2007 GSA Denver Annual Meeting (28–31 October 2007)

Paper No. 7
Presentation Time: 1:30 PM-5:30 PM

MULTI-STAGE CRETACEOUS BASIN DEVELOPMENT IN SOUTHWESTERN ALASKA: MARINE DEPOSITIONAL RESPONSES DURING SYN- TO EARLY POST-COLLISION (?) MARGIN EVOLUTION


KALBAS, James L., ExxonMobil Development Company, Houston, TX 77381, RIDGWAY, Kenneth D., Dept. of Earth and Atmospheric Sciences, Purdue University, West Lafayette, IN 47907-2051, MILLER, Marti L., U.S. Geological Survey, 4200 University Drive, Anchorage, AK 99508-4667 and BRADLEY, Dwight C., U.S. Geological Survey, 4200 University Dr, Anchorage, AK 99508-4667, jay.l.kalbas@exxonmobil.com

Recent studies of the Kahiltna assemblage in the western Alaska Range demonstrate that west-directed basin-floor submarine-fan systems inboard of the Wrangellia composite island arc terrane (WCT) were fed from the subearial suture zone between the obliquely colliding allochthonous block and the pericratonic margin of North America. Two implications are that: (1) the composite island-arc terrane was in relatively close proximity to the North American margin by late Early Cretaceous time, and (2) the syn-collisional marine depocenter may have migrated southwestward in response to progressive suture-zone closure. Indeed, the Kuskokwim Group, located immediately west of the Alaska Range in the northern Kuskokwim Mountains, contains similar marine lithofacies that were derived from the east. Lithofacies distributions, paleocurrent trends, and provenance relationships, however, indicate a more complex, multi-stage history of Upper Cretaceous marine basin development that probably represents the final stages of marine deposition inboard of the WCT prior to incipient margin-parallel shearing.

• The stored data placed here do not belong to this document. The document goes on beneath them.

PR #193, opened 2022-12-20
feat: verify the block delay on broadcasted blocks

minh-bq:
This commit follows the approach of Ramanujan in BSC which includes the block
delay in block timestamp for verification on the recipients.

The block timestamp is calculated by the formula
- block timestamp = max(parent timestamp + block duration + backoff time,
  current timestamp)

The block duration is 3s in the current configuration. When the validator is
inturn, the backoff time is 0, otherwise, each out of turn validator has a
different delay.

The delay equals to
- delay = wiggle + (random multiplier * wiggle/2)

The random multiplier is in range [1, len(current validators)]. The random seed
is the block number, the recipient can use the same seed to get the same random
result for verification.

### DIFF
--- a/consensus/consortium/v2/consortium.go
+++ b/consensus/consortium/v2/consortium.go
@@ -4,13 +4,14 @@ import (
 	"bytes"
 	"errors"
 	"fmt"
-	"github.com/ethereum/go-ethereum/core"
 	"io"
 	"math/big"
 	"math/rand"
 	"sort"
 	"sync"
 	"time"
+
+	"github.com/ethereum/go-ethereum/core"
 
 	"github.com/common-nighthawk/go-figure"
 
@@ -200,10 +201,6 @@ func (c *Consortium) VerifyHeaderAndParents(chain consensus.ChainHeaderReader, h
 	}
 	number := header.Number.Uint64()
 
-	// Don't waste time checking blocks from the future
-	if header.Time > uint64(time.Now().Unix()) {
-		return consensus.ErrFutureBlock
-	}
 	// Check that the extra-data contains the vanity, validators and signature.
 	if len(header.Extra) < extraVanity {
 		return consortiumCommon.ErrMissingVanity
@@ -282,8 +279,17 @@ func (c *Consortium) verifyCascadingFields(chain consensus.ChainHeaderReader, he
 		return err
 	}
 
+	// Retrieve the snapshot needed to verify this header and cache it
+	snap, err := c.snapshot(chain, number-1, header.ParentHash, parents)
+	if err != nil {
+		return err
+	}
+	if err = c.verifyHeaderTime(header, parent, snap); err != nil {
+		return err
+	}
+
 	// All basic checks passed, verify the seal and return
-	return c.verifySeal(chain, header, parents)
+	return c.verifySeal(chain, header, parents, snap)
 }
 
 // snapshot retrieves the authorization snapshot at a given point in time.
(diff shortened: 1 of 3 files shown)


DNK90 (approved):
LGTM

params/config.go
```diff
@@ -461,6 +461,7 @@ type ChainConfig struct {
 
 	// Puffy hardfork fix the wrong order in system transactions included in a block
 	PuffyBlock *big.Int `json:"puffyBlock,omitempty"` // Puffy switch block (nil = no fork, 0 = already on activated)
+	BubaBlock  *big.Int `json:"bubaBlock,omitempty"`  // Buba switch block (nil = no fork, 0 = already on activated)
```
trantienduchn, line 464: is this mandatory? any dangerous if I don't specify this param in my configuration? (Ops perspective)

consensus/consortium/v2/consortium.go
```diff
@@ -755,15 +806,17 @@ func (c *Consortium) Seal(chain consensus.ChainHeaderReader, block *types.Block,
...
-	delay := time.Unix(int64(header.Time), 0).Sub(time.Now()) // nolint: gosimple
-	if header.Difficulty.Cmp(diffInTurn) != 0 {
-		// It's not our turn explicitly to sign, delay it a bit
-		wiggle := time.Duration(len(snap.Validators)/2+1) * wiggleTime
-		delay += time.Duration(rand.Int63n(int64(wiggle))) + wiggleTime // delay for 0.5s more
-
-		log.Trace("Out-of-turn signing requested", "wiggle", common.PrettyDuration(wiggle))
+	// After the Buba hardfork, the delay is included in header time already
+	delay := time.Until(time.Unix(int64(header.Time), 0))
+	if !c.chainConfig.IsBuba(block.Number()) {
```
trantienduchn, line 811: should it be?
- before Buba: keep the old behavior
- after Buba: new behavior

Here I see you changed the way calculating delay time even when chains don't meet Buba! Can we keep it backward compatible?

minh-bq: Before Buba, the header time does not include delay, after Buba, the delay is included into header time for verification. So the point of this code is if not Buba, calculate the additional delay, otherwise, because the delay is included in header time, just do nothing more and wait until the timestamp in header time.

consensus/consortium/v2/consortium.go
```diff
@@ -462,6 +463,58 @@ func (c *Consortium) verifySeal(chain consensus.ChainHeaderReader, header *types
...
+	// The delayMultiplier is random in range [1, len(validators)]
+	delayMultiplier := make([]int, 0, len(snapshot.Validators))
+	for i := 0; i < len(snapshot.Validators); i++ {
+		delayMultiplier = append(delayMultiplier, i+1)
+	}
+	rand.Shuffle(len(delayMultiplier), func(i, j int) {
+		delayMultiplier[i], delayMultiplier[j] = delayMultiplier[j], delayMultiplier[i]
+	})
+
+	return uint64(int(wiggleTime) + delayMultiplier[distance]*int(wiggleTime)/2)
```
trantienduchn, line 487: I still think two layers of randomize (rand.Shuffle and inside distanceToInturn)  is over complicated. Can you elaborate?

trantienduchn:
```go
	source := rand.NewSource(header.Number.Int64())
	rand := rand.New(source)
	randomNumber := rand.Intn(len(snapshot.Validators) - 1)
```

Is this not enough?

params/config.go
minh-bq: I believe that if this param is not provided in json input, this field is set to `nil` when unmarshalling, if this field is `nil`, it means that `isBuba` always returns false

consensus/consortium/v2/snapshot.go
```diff
@@ -220,6 +220,26 @@ func (s *Snapshot) inturn(validator common.Address) bool {
...
+	validatorIndex := 0
+	for i, val := range validators {
+		if val == validator {
+			validatorIndex = i
+			break
+		}
+	}
+
+	offset := (s.Number + 1) % uint64(len(validators))
+	if validatorIndex > int(offset) {
```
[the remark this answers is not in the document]
minh-bq: `validatorIndex == offset` in case validator is inturn, which returns earlier in `backOffTime`, so this case doesn't happen.
But I see the problem of this code is that in case the validator is not in validators list, `validatorIndex == 0`, so `validatorIndex` can equal to `offset` if `offset == 0` too.

consensus/consortium/v2/consortium.go
trantienduchn: we need a better distribution through every validators delay to minimize block broadcast conflicts, every delay from every node should be different

trantienduchn (approved):

linh-1 (approved):

PR #195, opened 2022-12-30
fix: avoid producing empty block when pending transactions is high

minh-bq:
This commit adapts BSC PR: https://github.com/bnb-chain/bsc/pull/112 to Ronin.

An empty block is pre-sealed by default. It's expected that a new block with
transactions is committed and abort the empty block producer if there are
pending transactions. However, with the low block time, in case there are a lot
of pending transactions, the commit transactions time exceeds the time an empty
block is produced. As a result, block with transactions is not produced but an
empty block and no real transactions is mined.

### DIFF
--- a/cmd/ronin/main.go
+++ b/cmd/ronin/main.go
@@ -131,6 +131,7 @@ var (
 		utils.MinerExtraDataFlag,
 		utils.MinerRecommitIntervalFlag,
 		utils.MinerNoVerifyFlag,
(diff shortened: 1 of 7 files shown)


minh-bq:
This branch is based on https://github.com/axieinfinity/ronin/pull/193 to only support Buba hardfork, this PR is intended to be merged after PR 193

DNK90 (approved):

linh-1 (approved):

PR #197, opened 2023-01-19
fix: improve the bloom filter calculation

minh-bq:
- fix: correct the usage of AsyncReceiptBloomGenerator
AsyncReceiptBloomGenerator allows us the calculating bloom asynchronously with the caller, in this case the caller is applyTransaction. As a result, we don't need to CreateBloom in applyTransaction.
- feat: merge calculated blooms in receipts instead of recalculating
When all receipts have the calculated bloom filters, we can get the final bloom
filter by ORing them instead of looping through logs in receipts and
recalculating all things.
- test: add MergeBloom unit test and benchmark

### DIFF
--- a/core/block_validator.go
+++ b/core/block_validator.go
@@ -85,7 +85,7 @@ func (v *BlockValidator) ValidateState(block *types.Block, statedb *state.StateD
 	}
 	// Validate the received block's bloom with the one derived from the generated receipts.
 	// For valid blocks this should always validate to true.
-	rbloom := types.CreateBloom(receipts)
+	rbloom := types.MergeBloom(receipts)
 	if rbloom != header.Bloom {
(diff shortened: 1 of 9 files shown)


minh-bq:
Benchmark result:

goos: linux
goarch: amd64
pkg: github.com/ethereum/go-ethereum/core/types
BenchmarkCreateBloom/small-8              576574              1870 ns/op             232 B/op          9 allocs/op
BenchmarkCreateBloom/large-8                5888            181090 ns/op           22415 B/op        801 allocs/op
BenchmarkCreateBloom/small-mergebloom-8                  5616206               208.5 ns/op             0 B/op          0 allocs/op
BenchmarkCreateBloom/large-mergebloom-8                    63792             18262 ns/op               0 B/op          0 allocs/op

DNK90 (approved):

PR #205, opened 2023-02-14
fix: duplicate logs returned by StateProcessor.Process

minh-bq:
As we will collect all logs from the receipts after finalizing the block, we must remove the log appending in each transaction to avoid duplication.

### DIFF
--- a/core/state_processor.go
+++ b/core/state_processor.go
@@ -109,7 +109,6 @@ func (p *StateProcessor) Process(block *types.Block, statedb *state.StateDB, cfg
 		if err != nil {
 			return nil, nil, nil, 0, fmt.Errorf("could not apply tx %d [%v]: %w", i, tx.Hash().Hex(), err)
 		}
-		allLogs = append(allLogs, receipt.Logs...)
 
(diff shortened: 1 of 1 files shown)


minh-bq:
AFAIK, luckily, this bug only affects logs subscription API without any impact on chaindata. As a result, no hardfork is needed.

minh-bq:
Before:
```
go test -test.v -run=^TestForkLogsReborn
=== RUN   TestForkLogsReborn
    simulated_test.go:1278: Event should be removed
    simulated_test.go:1291: Event should be included
--- FAIL: TestForkLogsReborn (0.01s)
FAIL
exit status 1
FAIL	github.com/ethereum/go-ethereum/accounts/abi/bind/backends	0.015s
```
After:
```
go test -test.v -run=^TestForkLogsReborn
=== RUN   TestForkLogsReborn
--- PASS: TestForkLogsReborn (0.01s)
PASS
ok  	github.com/ethereum/go-ethereum/accounts/abi/bind/backends	0.016s
```

linh-1 (approved):

PR #220, opened 2023-02-28
fix: add slashed address to verify double sign proof function

minh-bq:
We add a check to ensure the slashed address is matched with the recovered
address. Besides, we add another check to verify the block in proof is not older
than 28800 block from current block.


minh-bq:
This commit is based PR #219, the only new commit is https://github.com/axieinfinity/ronin/pull/220/commits/69297767c260f590cf9423216a5e4b440aaa70bb

DNK90 (approved):

nxqbao (approved):

PR #224, opened 2023-03-01
feat: add limit for block range in log filter

minh-bq:
We add an environment variable to set the block range limit in log filter query.

### DIFF
--- a/eth/filters/filter.go
+++ b/eth/filters/filter.go
@@ -19,7 +19,10 @@ package filters
 import (
 	"context"
 	"errors"
+	"math"
 	"math/big"
+	"os"
+	"strconv"
 
 	"github.com/ethereum/go-ethereum/common"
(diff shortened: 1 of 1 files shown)


eth/filters/filter.go
```diff
@@ -142,6 +161,9 @@ func (f *Filter) Logs(ctx context.Context) ([]*types.Log, error) {
 	if f.end == -1 {
 		end = head
 	}
+	if end-uint64(f.begin) > blockRangeLimit {
+		return nil, errors.New("filter block range is higher than the limit")
```
huyngopt1994, line 165: @minh-bq  Could u print `end-uint64(f.begin)` as well for tracking

minh-bq: Added

DNK90 (approved):

PR #234, opened 2023-03-09
fix: invalid account root traceAPI

linh-1:
## Why
Get the current StateDB instead of using the parent StateDB since the old one is not updated so it will cause the `StateRoot` to be invalid.

### DIFF
--- a/eth/tracers/api.go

The Kuskokwim Group contains at least three facies associations that collectively represent an upward-shallowing trend throughout Late Cretaceous time. Cenomanian-Coniacian deep-marine strata in the western-most study area represent the fringes of basin-plain distributary fans that were derived from the northwest (present coordinates). Coniacian-Campanian strata exposed in the central and eastern outcrop belt record westward deepening from deltaic to base-of-slope environments of deposition. Turonian-Campanian shoreface strata exposed north of the Iditarod-Nixon Fork fault represent a northeast-trending siliciclastic shelf along the northern basin margin. In contrast to the bi-modal (arc + continent) age affinities of grains from Kahiltna assemblage sandstones, Kuskokwim Group samples (n = 3) from the northern Kuskokwim Mountains yield grain occurrences in multiple Proterozoic, Paleozoic, and Mesozoic probability age bins. The resulting detrital “bar code” is insufficient to identify individual source regions, but, along with framework grain compositions, suggests that a well-established drainage network sampling multiple diverse tectono-stratigraphic terranes fed the Kuskokwim basin.